“崔夫人不必如此推脱周旋了。实不相瞒,我觉著,今日请来的这两位女医,很好。能说,也能做,比之前那些要么支支吾吾、要么满口胡言的强多了。”

“我瞧著,她们倒是我寻了这许久的大夫里,最有希望、也最对我脾性能治好老夫人的了。你此刻再说要把人收回去,那我可不依了。”

唐玉在廊下暗暗听著,心中感慨。

果然,人有没有靠山,底气是天壤之別。

崔静徽一来,高敏的態度便软化了不止三分,至少肯讲道理、肯给面子了。

不过,崔静徽闻言,並未立刻应承,而是微微蹙眉,露出恰到好处的担忧:

“能得夫人青眼,是她们的造化。只是……她们才疏学浅乃是实情,万一……我是说万一,未能如夫人所愿,或是诊治中出了什么岔子,闯下祸事……我们侯府,实在是担待不起啊。”
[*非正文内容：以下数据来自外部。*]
PR #846, opened 2020-03-27
[TASK] Move the unit tests from Travis CI to GitHub actions

oliverklee:
Removing the Travis CI integration will follow in a separate commit.

Part of #818

### DIFF
--- a/.github/workflows/ci.yml
+++ b/.github/workflows/ci.yml
@@ -97,3 +97,51 @@ jobs:
 
       - name: Run Command
         run: composer ci:php:${{ matrix.command }}
+
+  unit-tests:
+    name: Unit tests
+
+    runs-on: ubuntu-latest
+
+    needs: [php-lint, composer-validate]
+
+    strategy:
+      matrix:
+        php-version:
+          - 7.0
+          - 7.1
+          - 7.2
+          - 7.3
+          - 7.4
+        dependencies:
+          - lowest
+          - highest
+
+    steps:
+      - name: Checkout
+        uses: actions/checkout@v1
+
+      - name: Install PHP
+        uses: shivammathur/setup-php@v1
+        with:
+          php-version: ${{ matrix.php-version }}
+          ini-values: xdebug.max_nesting_level=500
+
+      - name: Cache dependencies installed with composer
+        uses: actions/cache@v1
+        with:
+          path: ~/.composer/cache
+          key: php${{ matrix.php-version }}-${{ matrix.dependencies }}-composer-${{ hashFiles('**/composer.json') }}
+          restore-keys: |
+            php${{ matrix.php-version }}-${{ matrix.dependencies }}-composer-
+
+      - name: Install Composer dependencies
+        run: |
+          if [[ "${{ matrix.dependencies }}" == 'lowest' ]]; then
+            DEPENDENCIES='--prefer-lowest';
+          fi;
+          composer update --no-progress "${DEPENDENCIES}";
+          composer show;
+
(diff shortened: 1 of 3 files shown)


oliverklee:
Currently, the Travis build status is not automatically visible in this PR.
Here's the direct link to the build:
https://travis-ci.org/github/MyIntervals/emogrifier/builds/667714204

.github/workflows/ci.yml
```diff
@@ -97,3 +97,51 @@ jobs:
...
+      - name: Cache dependencies installed with composer
+        uses: actions/cache@v1
+        with:
+          path: ~/.composer/cache
+          key: php${{ matrix.php-version }}-${{ matrix.dependencies }}-composer-${{ hashFiles('**/composer.json') }}
+          restore-keys: |
+            php${{ matrix.php-version }}-${{ matrix.dependencies }}-composer-
+
+      - name: Install Composer dependencies
+        run: |
```
JakeQZ: Might a `composer install` step be needed first, before `composer update`?

.github/workflows/ci.yml
```diff
@@ -97,3 +97,51 @@ jobs:
...
+
+    steps:
+      - name: Checkout
+        uses: actions/checkout@v1
+
+      - name: Install PHP
+        uses: shivammathur/setup-php@v1
+        with:
+          php-version: ${{ matrix.php-version }}
+          ini-values: xdebug.max_nesting_level=500
```
JakeQZ: Do we need this (we did not previously change the setting)?

.github/workflows/ci.yml
```diff
@@ -97,3 +97,51 @@ jobs:
...
+          path: ~/.composer/cache
+          key: php${{ matrix.php-version }}-${{ matrix.dependencies }}-composer-${{ hashFiles('**/composer.json') }}
+          restore-keys: |
+            php${{ matrix.php-version }}-${{ matrix.dependencies }}-composer-
+
+      - name: Install Composer dependencies
+        run: |
+          if [[ "${{ matrix.dependencies }}" == 'lowest' ]]; then
+            DEPENDENCIES='--prefer-lowest';
+          fi;
```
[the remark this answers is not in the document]
oliverklee: Yes, that would be cleaner. I'll update the PR accordingly.

.github/workflows/ci.yml
```diff
@@ -97,3 +97,51 @@ jobs:
...
+          composer update --no-progress "${DEPENDENCIES}";
```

高敏看著崔静徽那副“怕担责任”的模样,心下明了,冷哼一声,挑明了说道:

“我知晓你什么意思。不就是想听我一句准话,要个保证么?”

她顿了顿,咬了咬牙,似乎下定了某种决心,嘆了口气,道:

“罢了。看在你亲自前来的份上,也看在那两位娘子……確有几分真见识的份上。我高敏今日便把话放在这里——我信她们能尽心为老夫人医治。若最终未能如愿……”

她又顿了一下,才从牙缝里挤出一句:

“只要她们是尽了心、用了力的,我高家,也自不会怪罪到她们头上,更不会牵连慈幼堂与你侯府。这总行了吧?”

崔静徽闻言,眼底深处那抹紧绷终於悄然散去。

她脸上绽开真切的笑意,起身对著高敏郑重一福:

“夫人仁善明理,心胸宽广,静徽代她们二人,谢过夫人了!老夫人洪福齐天,定能早日康復。”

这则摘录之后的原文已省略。